Imagine taking a math class with no exams all semester. It sounds impossible, yet it exists at CA in the course Game Theory: A Mathematical Study of Politics, taught by Shawn Bartok. This interdisciplinary class explores social and political structures through a mathematical lens. While students quantify concepts like democracy, fairness, and power, the core of the class emphasizes reading, writing, and critical thinking rather than computation. Lessons extend into the real world, reflecting on historical moments like the Yom Kippur War—exploring strategies the United States and the Soviet Union might have pursued—and examining contemporary issues such as the uneven distribution of influence in the United Nations Security Council, where some nations hold veto power and others do not.
In unit one, students explore voting systems, specifically ranked-choice voting, and methods for determining a social choice, or winner, from ballots. For instance, the Condorcet method identifies a candidate who would beat every other candidate in head-to-head matchups, while the Hare system, or instant-runoff voting, eliminates the candidate with the fewest first-choice votes in successive rounds until one reaches a majority. Students evaluate these methods using criteria such as the Pareto condition—which requires that if every voter prefers one candidate over another, the system should reflect that—and monotonicity, meaning ranking a candidate higher should not hurt their chances. A key takeaway is that no system satisfies all criteria, so there is no singular ideal method for ranked-choice elections. These concepts are applied to real-world cases such as the 2000 U.S. presidential election with Bush, Gore, and Nader, demonstrating how different methods can yield disparate outcomes.
Unit two introduces yes-no voting, commonly used when legislators vote “yea” or “nay” on a bill or amendment, and weighted voting systems, where certain countries or politicians hold more influence than others. Examples include the European Economic Community, where France has four votes, the Netherlands two, and Luxembourg one, as well as the United Nations Security Council where veto power gives certain nations disproportionate sway.
Expanding on the second unit, unit three uses probability and combinatorics to quantify the effective power of each player in weighted systems. Instead of just counting votes, students calculate the percentage of influence a country or individual wields. For example, in the European Economic Community, France holds significantly more operative power than the Netherlands. This unit also divulges paradoxes. Although Luxembourg has one vote, it holds no real power as its vote cannot change a losing coalition into a winning one. Compared to other units, this one is more math-intensive as it assumes prior knowledge of probability and statistics.
Unit four introduces conflict and strategic decision-making via simplified two-by-two games. The Cuban Missile Crisis of 1962 illustrates this: the U.S. could blockade or airstrike, while the Soviet Union could withdraw or maintain missiles. By analyzing outcomes, such as the U.S. airstriking while the Soviets withdraw (most favorable for the U.S.) or the U.S. blockading while the Soviets maintain missiles (most favorable for the Soviets), students determine each player’s dominant strategy. While full analyses involve more complex diagrams and payoffs, this example captures the essence of strategic interaction and the interdependence of choices.

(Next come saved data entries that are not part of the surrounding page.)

PR #132, opened 2026-01-05
[SCSB-225] migrate `[tool.pytest.ini_options]` to native TOML

zacharyburnett:
Resolves [SCSB-225](https://jira.stsci.edu/browse/SCSB-225)

Pytest 9.0 includes a native TOML table `[tool.pytest]`, which we should use instead of `[tool.pytest.ini_options]`

### DIFF
--- a/pyproject.toml
+++ b/pyproject.toml
@@ -32,7 +32,7 @@ dependencies = [
 
 [project.optional-dependencies]
 test = [
-    "pytest",
+    "pytest>=9.0",
     "pytest-astropy",
 ]
 docs = [
@@ -70,8 +70,8 @@ namespaces = false
 local_scheme = "no-local-version"
 write_to = "stpsf/version.py"
 
-[tool.pytest.ini_options]
-minversion = "2.2"
+[tool.pytest]
+minversion = "9.0"
 testpaths = [
     "stpsf/tests",
 ]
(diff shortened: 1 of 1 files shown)


york-stsci:
This PR doesn't actually change any files, so as far as I can see it doesn't rename the pytest options (or add a pytest version pin) to pyproject.toml. Were those supposed to be included in the PR?

zacharyburnett:
> This PR doesn't actually change any files, so as far as I can see it doesn't rename the pytest options (or add a pytest version pin) to pyproject.toml. Were those supposed to be included in the PR?

oh, whoops! Fixed now

york-stsci:
One more question – earlier today we merged in PR 134, which makes changes to the dependencies in pyproject.toml. They shouldn't conflict with anything you've done, but I want to make sure you're not going to overwrite them. Otherwise it all looks good and is ready for approval.

zacharyburnett:
> One more question – earlier today we merged in PR 134, which makes changes to the dependencies in pyproject.toml. They shouldn't conflict with anything you've done, but I want to make sure you're not going to overwrite them. Otherwise it all looks good and is ready for approval.

sure thing, I just rebased this branch onto that change so there should be no conflicts

york-stsci (approved):
Looks good. Thank you!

Finally, unit Five examines fairness through apportionment and fair division, geared towards equitable allocation of goods or resources. These methods also apply to intangible disputes—for instance, two political parties negotiating debate rules. One case study is the Electoral College, where the fixed size of the House of Representatives complicates perfectly proportional representation between the states, especially with fractional allocations. Historical approaches like Hamilton’s and Jefferson’s methods of apportionment are analyzed. Everyday examples include dividing a cake via the divide-and-choose method or splitting assets in divorce using the adjusted winner method, demonstrating fairness in a variety of contexts.
Game Theory explores intricate and theoretical connections between math, politics, and social systems. While the material is not overly difficult compared to other math courses, success relies on strong reading comprehension and the ability to write clearly and concisely rather than knowing how to do routine calculations. Students less passionate about math but keen on humanities and civic matters should definitely consider enrolling in this course!